The noise coming from Klein’s computer was the sound of static, with occasional bleeps and bloops and then a stra
nge high-pitched eeeeeeeeeeeeeeeee. The whole thing lasted about twenty seconds, and she knew that she had never heard the sounds before.
It certainly wasn’t the .wav file.
“That’s the message that Imogen Bell thought proved intelligent life was trying to contact us?” Ani asked, trying to keep the disbelief—and, something that surprised her, disappointment—out of her voice.
“You were expecting a greeting in the Queen’s English?” he said sarcastically.
Klein was lying. She didn’t know exactly how she knew it, or what it was about the man’s demeanor that made her so certain, but he knew more than he was saying.

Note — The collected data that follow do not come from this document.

PR #4125, opened 2024-09-15
Feat!: add `returning` to merge expression builder

max-muoto:
Now that returning is supported, add `returning` argument to the merge expression builder. This PR also makes some fixes to make the AST representation of RETURNING in merge expressions more consistent with other SQL expressions.

### DIFF
--- a/sqlglot/expressions.py
+++ b/sqlglot/expressions.py
@@ -11,7 +11,7 @@ SQL expressions, such as `sqlglot.expressions.select`.
 """
 
 from __future__ import annotations
-
+from typing_extensions import Self
 import datetime
 import math
 import numbers
@@ -1368,7 +1368,7 @@ class DML(Expression):
         dialect: DialectType = None,
         copy: bool = True,
         **opts,
-    ) -> DML:
+    ) -> Self:
         """
         Set the RETURNING expression. Not supported by all dialects.
 
@@ -6274,7 +6274,7 @@ class Use(Expression):
     arg_types = {"this": True, "kind": False}
 
 
-class Merge(Expression):
+class Merge(DML):
     arg_types = {
         "this": True,
         "using": True,
@@ -6883,7 +6883,7 @@ def insert(
     insert = Insert(this=this, expression=expr, overwrite=overwrite)
 
     if returning:
-        insert = t.cast(Insert, insert.returning(returning, dialect=dialect, copy=False, **opts))
+        insert = insert.returning(returning, dialect=dialect, copy=False, **opts)
 
     return insert
 
@@ -6922,10 +6922,7 @@ def merge(
     Returns:
         Merge: The syntax tree for the MERGE statement.
     """
-    returning_expr = (
-        maybe_parse(returning, dialect=dialect, copy=copy, **opts) if returning else None
-    )
-    return Merge(
+    merge_expr = Merge(
         this=maybe_parse(into, dialect=dialect, copy=copy, **opts),
         using=maybe_parse(using, dialect=dialect, copy=copy, **opts),
         on=maybe_parse(on, dialect=dialect, copy=copy, **opts),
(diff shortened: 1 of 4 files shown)


sqlglot/expressions.py
```diff
@@ -1368,7 +1368,7 @@ def returning(
         dialect: DialectType = None,
         copy: bool = True,
         **opts,
-    ) -> DML:
+    ) -> Self:
```
max-muoto, line 1371: Correct type, avoids the need for casting with `Insert`/`Merge`.

sqlglot/generator.py
```diff
@@ -3625,13 +3625,15 @@ def merge_sql(self, expression: exp.Merge) -> str:
         using = f"USING {self.sql(expression, 'using')}"
         on = f"ON {self.sql(expression, 'on')}"
         expressions = self.expressions(expression, sep=" ", indent=False)
+        returning = self.sql(expression, "returning")
+        if returning:
```
max-muoto, line 3629: What we had before was somewhat consistent with how `RETURNING` for other SQL expressions worked, this makes it consistent. Returning would be a list of columns (for MERGE), take this example:

```
returning=[
    Anonymous(
      this=merge_action),
    Column(
      this=Star(),
      table=Identifier(this=w, quoted=False))])
```


While for other expressions such as delete/insert, it would be a `Returning` object with expressions:

```
returning=Returning(
  expressions=[
    Star()]))
```

This makes things consistent between INSERT/DELETE/MERGE.

sqlglot/parser.py
```diff
@@ -6841,7 +6841,7 @@ def _parse_merge(self) -> exp.Merge:
             using=using,
             on=on,
             expressions=self._parse_when_matched(),
-            returning=self._match(TokenType.RETURNING) and self._parse_csv(self._parse_bitwise),
+            returning=self._parse_returning()
```
max-muoto, line 6844: Is there any reason not to be using this here?

sqlglot/expressions.py
```diff
@@ -36,6 +35,7 @@
 from sqlglot.tokens import Token, TokenError
 
 if t.TYPE_CHECKING:
+    from typing_extensions import Self
```
max-muoto, line 38: By quoting + putting this under a typing-extensions block, we can still utilize backported typing features while keeping compatibility for those who don't having typing-extensions installed.

georgesittas: Should we do this for Query methods too and get rid of the `Q` type variable defined below?

georgesittas (approved):
LGTM, just one comment. Keep in mind to format PR titles according to [this](https://www.conventionalcommits.org/en/v1.0.0/) guide in the future.

Thanks for the contributions!

sqlglot/parser.py
georgesittas: Probably an oversight? Given no tests failed this is probably fine.

sqlglot/generator.py
georgesittas: Seems like a reasonable refactor.

sqlglot/expressions.py
max-muoto: That would probably be good, would you prefer I do this in this PR, or happy to follow-up with this?

max-muoto:
> LGTM, just one comment. Keep in mind to format PR titles according to [this](https://www.conventionalcommits.org/en/v1.0.0/) guide in the future.
> 
> Thanks for the contributions!

Thanks! Sorry for missing that in the guidelines!

sqlglot/expressions.py
georgesittas: I'm fine with both, your call 👍

max-muoto: I'll follow-up in that case, just to keep the focus of this PR.

VaggelisD (approved):

georgesittas:
Hey @max-muoto, any plans to get this to the finish line?

max-muoto:
> Hey @max-muoto, any plans to get this to the finish line?

I was planning on the typing improvements in a follow-up. Was there anything else you had?

georgesittas:
Ah my bad, for some reason I was thinking there are outstanding items here. Ignore me :)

That wasn’t the message that Imogen Bell recorded, but that was the message that got sent out to all the other observatories across the world. That was the message that made her a laughingstock.
“Were you here the night that Dr. Bell thought she’d found proof of extraterrestrial life?” Ani asked.
Klein looked at her oddly. “Of course. I practically live here. This is my life—”
“Did you hear what she thought was a message before she sent it to everyone and started the process that ruined her reputation?” Ani asked, cutting him off.
“Of course … that is, no … I mean …” Klein was too flustered to put together a coherent sentence. Ani was shocked that he honestly, bafflingly, hadn’t figured on anyone asking that simple question. Which meant, of course, that he was completely unprepared for it, and his burbling contradictions said a lot more than his words ever could.
Gotcha.
Within a couple of seconds he had recovered his composure, but by then, Ani didn’t believe anything that came out of his mouth.
“She sent it worldwide without me hearing it,” Klein said with all the certainty Ani expected from a reasonably good liar. “Left me out of the loop. She must have wanted the glory, but was unprepared for the resulting humiliation.”
Ani realized that Joe was studying her intently. She thought that the expression she detected on his face was approval. It gave her the courage to try something extreme.